Start of Block

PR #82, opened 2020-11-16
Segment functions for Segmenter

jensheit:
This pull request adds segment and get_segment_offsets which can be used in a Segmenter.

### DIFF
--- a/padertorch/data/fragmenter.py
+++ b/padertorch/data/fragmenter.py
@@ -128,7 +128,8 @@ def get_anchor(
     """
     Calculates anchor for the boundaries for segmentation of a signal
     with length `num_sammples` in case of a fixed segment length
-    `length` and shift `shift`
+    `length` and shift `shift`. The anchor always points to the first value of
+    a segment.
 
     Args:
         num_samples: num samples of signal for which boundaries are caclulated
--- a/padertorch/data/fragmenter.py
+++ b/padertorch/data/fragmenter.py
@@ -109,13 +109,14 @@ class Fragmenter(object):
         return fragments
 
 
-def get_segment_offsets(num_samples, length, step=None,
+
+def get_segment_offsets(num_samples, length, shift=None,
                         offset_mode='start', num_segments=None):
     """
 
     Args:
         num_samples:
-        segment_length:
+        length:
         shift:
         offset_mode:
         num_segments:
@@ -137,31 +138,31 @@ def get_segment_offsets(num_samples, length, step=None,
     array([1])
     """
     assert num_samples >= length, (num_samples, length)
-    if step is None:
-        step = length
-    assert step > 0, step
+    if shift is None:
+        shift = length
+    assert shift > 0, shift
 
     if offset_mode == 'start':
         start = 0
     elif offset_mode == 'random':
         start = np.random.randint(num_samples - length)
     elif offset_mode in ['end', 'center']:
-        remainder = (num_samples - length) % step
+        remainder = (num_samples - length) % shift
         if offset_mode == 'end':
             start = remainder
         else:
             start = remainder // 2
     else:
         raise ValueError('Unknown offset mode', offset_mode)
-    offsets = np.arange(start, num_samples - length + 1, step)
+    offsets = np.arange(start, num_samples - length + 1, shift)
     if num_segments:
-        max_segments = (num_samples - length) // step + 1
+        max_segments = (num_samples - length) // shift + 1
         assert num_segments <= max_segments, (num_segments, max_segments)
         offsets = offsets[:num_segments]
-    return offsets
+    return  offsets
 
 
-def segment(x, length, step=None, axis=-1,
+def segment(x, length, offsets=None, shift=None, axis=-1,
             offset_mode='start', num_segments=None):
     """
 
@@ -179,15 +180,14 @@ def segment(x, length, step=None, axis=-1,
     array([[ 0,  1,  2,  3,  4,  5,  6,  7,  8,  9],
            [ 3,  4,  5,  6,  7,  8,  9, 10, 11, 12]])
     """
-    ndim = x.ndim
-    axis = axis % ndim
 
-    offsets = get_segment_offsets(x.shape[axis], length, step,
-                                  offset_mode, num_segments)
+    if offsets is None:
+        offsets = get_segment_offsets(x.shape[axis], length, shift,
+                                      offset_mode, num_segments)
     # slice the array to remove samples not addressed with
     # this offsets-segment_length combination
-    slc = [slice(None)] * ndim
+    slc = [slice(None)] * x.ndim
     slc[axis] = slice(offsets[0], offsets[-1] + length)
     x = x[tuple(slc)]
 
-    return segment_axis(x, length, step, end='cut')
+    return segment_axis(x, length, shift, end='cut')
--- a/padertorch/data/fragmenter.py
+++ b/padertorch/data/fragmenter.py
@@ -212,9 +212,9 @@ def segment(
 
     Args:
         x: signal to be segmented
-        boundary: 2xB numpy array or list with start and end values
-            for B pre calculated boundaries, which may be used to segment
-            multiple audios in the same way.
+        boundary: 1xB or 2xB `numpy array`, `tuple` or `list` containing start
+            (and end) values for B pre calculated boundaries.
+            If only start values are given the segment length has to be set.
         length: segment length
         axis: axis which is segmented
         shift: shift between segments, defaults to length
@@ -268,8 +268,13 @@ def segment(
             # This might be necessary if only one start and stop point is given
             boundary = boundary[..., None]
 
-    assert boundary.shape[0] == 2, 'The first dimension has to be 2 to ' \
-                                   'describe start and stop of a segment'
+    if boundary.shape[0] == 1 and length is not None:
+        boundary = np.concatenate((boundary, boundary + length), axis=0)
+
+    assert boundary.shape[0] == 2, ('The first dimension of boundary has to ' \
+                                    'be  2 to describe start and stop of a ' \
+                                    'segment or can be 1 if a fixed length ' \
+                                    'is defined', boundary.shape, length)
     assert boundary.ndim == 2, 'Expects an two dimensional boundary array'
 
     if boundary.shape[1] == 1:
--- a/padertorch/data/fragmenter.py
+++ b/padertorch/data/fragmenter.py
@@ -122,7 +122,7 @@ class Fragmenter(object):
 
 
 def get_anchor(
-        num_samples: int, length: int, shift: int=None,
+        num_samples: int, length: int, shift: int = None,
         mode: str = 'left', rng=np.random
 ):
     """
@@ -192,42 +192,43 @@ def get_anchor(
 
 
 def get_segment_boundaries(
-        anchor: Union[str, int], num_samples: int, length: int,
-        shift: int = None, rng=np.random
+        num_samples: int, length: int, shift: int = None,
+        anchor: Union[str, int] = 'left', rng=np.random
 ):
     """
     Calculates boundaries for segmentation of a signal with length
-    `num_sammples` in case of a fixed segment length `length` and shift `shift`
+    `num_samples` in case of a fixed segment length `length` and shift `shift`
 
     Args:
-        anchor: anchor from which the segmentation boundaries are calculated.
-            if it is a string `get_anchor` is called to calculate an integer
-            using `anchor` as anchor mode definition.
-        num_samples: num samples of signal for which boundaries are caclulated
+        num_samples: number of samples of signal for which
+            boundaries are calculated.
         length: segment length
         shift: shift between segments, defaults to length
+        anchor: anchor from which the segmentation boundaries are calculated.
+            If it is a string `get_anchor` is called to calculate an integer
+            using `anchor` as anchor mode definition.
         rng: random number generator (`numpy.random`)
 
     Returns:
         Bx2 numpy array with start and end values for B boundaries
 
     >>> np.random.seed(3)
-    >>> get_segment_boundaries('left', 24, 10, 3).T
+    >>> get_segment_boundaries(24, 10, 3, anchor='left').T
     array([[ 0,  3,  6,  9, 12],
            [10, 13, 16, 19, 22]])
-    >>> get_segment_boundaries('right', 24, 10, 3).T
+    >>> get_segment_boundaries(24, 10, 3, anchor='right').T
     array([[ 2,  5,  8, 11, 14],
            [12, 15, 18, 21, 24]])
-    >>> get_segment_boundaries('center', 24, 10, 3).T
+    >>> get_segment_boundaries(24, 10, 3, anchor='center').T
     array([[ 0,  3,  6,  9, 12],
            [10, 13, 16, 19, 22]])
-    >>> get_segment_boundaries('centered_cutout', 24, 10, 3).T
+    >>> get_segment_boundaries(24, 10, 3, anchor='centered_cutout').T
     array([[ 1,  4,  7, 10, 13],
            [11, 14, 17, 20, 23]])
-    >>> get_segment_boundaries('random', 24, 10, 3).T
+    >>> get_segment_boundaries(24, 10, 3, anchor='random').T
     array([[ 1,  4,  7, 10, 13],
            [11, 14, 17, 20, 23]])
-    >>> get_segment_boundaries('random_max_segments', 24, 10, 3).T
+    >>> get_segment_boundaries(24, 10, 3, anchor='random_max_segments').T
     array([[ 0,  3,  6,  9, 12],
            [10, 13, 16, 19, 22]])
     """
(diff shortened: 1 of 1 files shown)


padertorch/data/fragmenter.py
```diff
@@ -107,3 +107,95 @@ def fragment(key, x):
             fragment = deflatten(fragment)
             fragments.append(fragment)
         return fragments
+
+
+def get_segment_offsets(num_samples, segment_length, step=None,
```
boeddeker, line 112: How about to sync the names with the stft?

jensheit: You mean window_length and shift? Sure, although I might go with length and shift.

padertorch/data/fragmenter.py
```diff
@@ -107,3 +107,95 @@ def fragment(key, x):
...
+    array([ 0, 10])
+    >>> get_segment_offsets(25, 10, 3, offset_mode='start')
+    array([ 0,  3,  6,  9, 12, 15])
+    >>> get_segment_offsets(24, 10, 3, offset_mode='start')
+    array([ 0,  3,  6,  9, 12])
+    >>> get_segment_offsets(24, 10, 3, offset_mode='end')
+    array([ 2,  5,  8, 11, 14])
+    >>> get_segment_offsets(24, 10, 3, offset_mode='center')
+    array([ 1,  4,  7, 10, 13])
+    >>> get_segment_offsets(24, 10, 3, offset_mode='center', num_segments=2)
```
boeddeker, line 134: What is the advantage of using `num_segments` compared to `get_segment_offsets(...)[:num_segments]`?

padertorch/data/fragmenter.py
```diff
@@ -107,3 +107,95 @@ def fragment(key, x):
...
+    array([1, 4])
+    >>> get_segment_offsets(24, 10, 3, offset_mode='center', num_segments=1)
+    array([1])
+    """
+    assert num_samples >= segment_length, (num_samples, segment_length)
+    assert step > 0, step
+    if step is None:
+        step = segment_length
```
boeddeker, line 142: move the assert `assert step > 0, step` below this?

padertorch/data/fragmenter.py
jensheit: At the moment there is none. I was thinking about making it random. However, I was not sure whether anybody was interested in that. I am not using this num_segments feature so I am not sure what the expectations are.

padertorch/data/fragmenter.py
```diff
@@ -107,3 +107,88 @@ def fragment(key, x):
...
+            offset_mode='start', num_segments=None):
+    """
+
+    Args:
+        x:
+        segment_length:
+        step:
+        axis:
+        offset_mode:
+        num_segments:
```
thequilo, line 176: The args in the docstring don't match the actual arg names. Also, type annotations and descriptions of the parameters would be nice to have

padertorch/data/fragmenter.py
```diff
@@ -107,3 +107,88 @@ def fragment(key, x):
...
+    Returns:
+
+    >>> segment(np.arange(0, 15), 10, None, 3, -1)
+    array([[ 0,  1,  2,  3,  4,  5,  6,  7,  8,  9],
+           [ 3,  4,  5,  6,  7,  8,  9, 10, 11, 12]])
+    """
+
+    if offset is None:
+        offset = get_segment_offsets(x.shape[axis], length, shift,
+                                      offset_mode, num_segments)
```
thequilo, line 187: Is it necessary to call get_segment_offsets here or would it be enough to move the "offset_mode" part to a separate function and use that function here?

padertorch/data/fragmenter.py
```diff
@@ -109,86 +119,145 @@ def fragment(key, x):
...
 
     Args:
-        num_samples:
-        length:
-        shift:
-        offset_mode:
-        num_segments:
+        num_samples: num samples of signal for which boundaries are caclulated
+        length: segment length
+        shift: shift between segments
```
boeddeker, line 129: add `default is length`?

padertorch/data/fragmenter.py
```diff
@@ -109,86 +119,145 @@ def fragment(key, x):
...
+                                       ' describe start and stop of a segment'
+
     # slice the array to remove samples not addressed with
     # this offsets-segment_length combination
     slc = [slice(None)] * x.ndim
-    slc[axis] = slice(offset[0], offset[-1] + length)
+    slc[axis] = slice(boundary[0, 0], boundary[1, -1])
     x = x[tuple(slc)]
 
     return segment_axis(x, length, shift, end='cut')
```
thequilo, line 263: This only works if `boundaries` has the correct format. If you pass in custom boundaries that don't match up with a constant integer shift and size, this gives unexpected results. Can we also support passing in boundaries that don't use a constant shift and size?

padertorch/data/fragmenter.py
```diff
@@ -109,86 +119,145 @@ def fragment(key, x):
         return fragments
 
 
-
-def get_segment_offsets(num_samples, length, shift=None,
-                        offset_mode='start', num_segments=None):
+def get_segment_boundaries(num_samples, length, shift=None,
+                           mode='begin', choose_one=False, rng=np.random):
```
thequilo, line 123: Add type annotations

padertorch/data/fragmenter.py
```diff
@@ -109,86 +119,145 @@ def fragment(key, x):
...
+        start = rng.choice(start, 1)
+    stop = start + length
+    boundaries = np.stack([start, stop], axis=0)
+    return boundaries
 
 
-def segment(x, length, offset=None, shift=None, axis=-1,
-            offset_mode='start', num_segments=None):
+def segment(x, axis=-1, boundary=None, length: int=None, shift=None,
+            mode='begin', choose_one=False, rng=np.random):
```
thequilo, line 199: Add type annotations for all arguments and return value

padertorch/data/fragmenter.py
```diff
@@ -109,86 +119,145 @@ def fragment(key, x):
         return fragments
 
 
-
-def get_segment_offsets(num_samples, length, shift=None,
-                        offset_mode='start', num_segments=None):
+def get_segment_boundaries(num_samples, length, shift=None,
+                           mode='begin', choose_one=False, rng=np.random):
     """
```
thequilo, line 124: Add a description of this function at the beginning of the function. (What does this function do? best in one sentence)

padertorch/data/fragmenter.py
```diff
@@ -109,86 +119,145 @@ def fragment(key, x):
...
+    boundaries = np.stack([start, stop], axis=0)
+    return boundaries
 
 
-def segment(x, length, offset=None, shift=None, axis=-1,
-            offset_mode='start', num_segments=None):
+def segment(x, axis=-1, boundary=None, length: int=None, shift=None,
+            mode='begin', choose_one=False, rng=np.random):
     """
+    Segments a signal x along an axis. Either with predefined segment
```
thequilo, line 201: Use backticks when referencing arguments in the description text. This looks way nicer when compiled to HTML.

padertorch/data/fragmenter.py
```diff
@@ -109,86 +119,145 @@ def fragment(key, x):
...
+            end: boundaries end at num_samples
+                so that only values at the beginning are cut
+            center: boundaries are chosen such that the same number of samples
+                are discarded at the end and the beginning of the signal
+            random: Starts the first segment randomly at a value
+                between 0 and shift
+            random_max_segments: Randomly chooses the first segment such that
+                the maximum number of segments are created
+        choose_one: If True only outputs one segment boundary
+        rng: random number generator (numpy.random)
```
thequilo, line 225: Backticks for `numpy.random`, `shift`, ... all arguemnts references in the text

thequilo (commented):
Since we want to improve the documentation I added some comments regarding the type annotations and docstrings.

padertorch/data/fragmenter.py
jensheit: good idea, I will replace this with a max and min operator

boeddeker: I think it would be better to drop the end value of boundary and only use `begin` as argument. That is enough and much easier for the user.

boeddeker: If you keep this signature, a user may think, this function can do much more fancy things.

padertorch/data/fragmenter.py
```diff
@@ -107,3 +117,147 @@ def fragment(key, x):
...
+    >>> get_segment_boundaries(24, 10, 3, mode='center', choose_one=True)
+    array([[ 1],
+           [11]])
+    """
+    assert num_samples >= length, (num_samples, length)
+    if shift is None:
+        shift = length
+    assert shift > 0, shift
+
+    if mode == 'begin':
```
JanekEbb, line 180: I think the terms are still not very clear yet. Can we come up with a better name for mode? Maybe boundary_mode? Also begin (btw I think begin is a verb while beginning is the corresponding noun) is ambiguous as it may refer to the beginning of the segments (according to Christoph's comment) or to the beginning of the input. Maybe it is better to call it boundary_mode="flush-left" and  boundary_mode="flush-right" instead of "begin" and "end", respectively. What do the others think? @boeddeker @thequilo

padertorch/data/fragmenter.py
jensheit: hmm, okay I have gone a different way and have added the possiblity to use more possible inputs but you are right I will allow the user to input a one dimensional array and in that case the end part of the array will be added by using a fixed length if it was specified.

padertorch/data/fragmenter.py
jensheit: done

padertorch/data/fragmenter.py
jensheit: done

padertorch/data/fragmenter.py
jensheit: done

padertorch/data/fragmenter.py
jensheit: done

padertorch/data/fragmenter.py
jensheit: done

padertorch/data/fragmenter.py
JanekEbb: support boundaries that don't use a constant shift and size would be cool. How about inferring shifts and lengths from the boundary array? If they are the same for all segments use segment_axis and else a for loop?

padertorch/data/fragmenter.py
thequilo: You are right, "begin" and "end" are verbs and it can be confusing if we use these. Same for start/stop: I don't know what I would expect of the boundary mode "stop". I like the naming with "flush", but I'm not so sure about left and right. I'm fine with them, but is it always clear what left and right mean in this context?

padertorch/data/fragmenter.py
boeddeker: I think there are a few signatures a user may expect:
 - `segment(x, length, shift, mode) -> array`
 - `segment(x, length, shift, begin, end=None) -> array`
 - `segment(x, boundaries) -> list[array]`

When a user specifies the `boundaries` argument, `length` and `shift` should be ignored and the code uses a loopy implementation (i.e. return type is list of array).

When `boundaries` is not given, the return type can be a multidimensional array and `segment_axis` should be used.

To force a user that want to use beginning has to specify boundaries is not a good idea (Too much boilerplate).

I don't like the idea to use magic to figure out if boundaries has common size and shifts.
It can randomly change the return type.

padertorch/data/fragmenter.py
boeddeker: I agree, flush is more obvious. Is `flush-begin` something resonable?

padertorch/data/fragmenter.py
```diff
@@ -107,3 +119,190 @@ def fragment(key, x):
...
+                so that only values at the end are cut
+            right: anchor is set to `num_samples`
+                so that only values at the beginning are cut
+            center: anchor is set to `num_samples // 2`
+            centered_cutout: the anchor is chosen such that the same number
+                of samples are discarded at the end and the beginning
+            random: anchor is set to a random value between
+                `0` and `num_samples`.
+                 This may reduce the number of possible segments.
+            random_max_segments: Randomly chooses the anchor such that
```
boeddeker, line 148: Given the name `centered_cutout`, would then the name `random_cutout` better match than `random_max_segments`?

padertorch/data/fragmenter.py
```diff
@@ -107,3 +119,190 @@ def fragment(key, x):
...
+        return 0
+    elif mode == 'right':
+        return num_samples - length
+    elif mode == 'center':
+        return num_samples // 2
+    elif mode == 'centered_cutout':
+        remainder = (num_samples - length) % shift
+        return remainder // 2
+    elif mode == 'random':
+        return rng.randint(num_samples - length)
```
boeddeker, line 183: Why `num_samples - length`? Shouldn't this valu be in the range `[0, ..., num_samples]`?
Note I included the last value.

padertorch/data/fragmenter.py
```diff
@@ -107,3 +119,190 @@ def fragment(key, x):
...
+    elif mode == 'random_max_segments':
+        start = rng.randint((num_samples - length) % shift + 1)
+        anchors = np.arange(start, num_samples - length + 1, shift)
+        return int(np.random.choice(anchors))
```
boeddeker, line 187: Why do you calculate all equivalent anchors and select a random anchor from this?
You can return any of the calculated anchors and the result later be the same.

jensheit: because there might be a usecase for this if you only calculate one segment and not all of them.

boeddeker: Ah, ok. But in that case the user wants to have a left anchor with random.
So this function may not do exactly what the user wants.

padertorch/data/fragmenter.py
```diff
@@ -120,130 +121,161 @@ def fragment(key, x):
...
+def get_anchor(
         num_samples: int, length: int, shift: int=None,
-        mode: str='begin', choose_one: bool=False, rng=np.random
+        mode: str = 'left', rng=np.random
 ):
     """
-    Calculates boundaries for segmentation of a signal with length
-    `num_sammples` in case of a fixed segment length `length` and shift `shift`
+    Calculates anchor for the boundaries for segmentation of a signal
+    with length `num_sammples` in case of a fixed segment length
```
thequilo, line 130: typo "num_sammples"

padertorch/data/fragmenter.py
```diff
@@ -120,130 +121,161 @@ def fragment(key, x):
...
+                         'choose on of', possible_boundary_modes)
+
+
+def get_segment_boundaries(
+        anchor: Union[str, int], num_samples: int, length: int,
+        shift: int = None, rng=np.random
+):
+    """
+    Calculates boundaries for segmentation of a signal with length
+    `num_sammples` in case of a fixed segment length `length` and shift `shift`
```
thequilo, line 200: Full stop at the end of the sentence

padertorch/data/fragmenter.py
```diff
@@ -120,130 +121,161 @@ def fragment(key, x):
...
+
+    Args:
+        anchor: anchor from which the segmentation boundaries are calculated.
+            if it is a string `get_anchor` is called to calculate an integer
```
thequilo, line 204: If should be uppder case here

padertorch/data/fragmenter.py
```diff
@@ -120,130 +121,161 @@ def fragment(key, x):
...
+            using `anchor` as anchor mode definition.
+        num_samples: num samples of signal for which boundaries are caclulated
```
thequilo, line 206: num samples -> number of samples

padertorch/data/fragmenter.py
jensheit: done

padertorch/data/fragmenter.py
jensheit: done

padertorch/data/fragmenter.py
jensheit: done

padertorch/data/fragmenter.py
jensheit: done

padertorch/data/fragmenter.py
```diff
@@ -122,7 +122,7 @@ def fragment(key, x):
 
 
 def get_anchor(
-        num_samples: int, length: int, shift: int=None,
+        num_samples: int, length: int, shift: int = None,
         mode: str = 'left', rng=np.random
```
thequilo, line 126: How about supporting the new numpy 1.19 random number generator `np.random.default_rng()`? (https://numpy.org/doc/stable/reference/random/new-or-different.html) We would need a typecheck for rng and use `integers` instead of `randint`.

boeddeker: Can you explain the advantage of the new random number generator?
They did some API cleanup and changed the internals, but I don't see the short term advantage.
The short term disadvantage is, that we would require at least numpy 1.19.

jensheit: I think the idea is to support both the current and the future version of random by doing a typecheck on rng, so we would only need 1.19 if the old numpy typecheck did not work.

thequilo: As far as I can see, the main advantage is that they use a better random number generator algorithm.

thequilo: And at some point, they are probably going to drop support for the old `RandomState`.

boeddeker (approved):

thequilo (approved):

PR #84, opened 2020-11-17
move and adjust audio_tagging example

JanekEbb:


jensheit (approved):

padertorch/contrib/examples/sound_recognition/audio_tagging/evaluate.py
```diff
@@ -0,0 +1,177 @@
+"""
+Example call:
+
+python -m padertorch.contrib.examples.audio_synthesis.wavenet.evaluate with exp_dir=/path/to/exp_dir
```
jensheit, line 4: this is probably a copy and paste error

End of Block

* Work request
From the material above, return every line that contains "describe".

* Solution to this task
-                                   'describe start and stop of a segment'
+                                    'be  2 to describe start and stop of a ' \
+                                       ' describe start and stop of a segment'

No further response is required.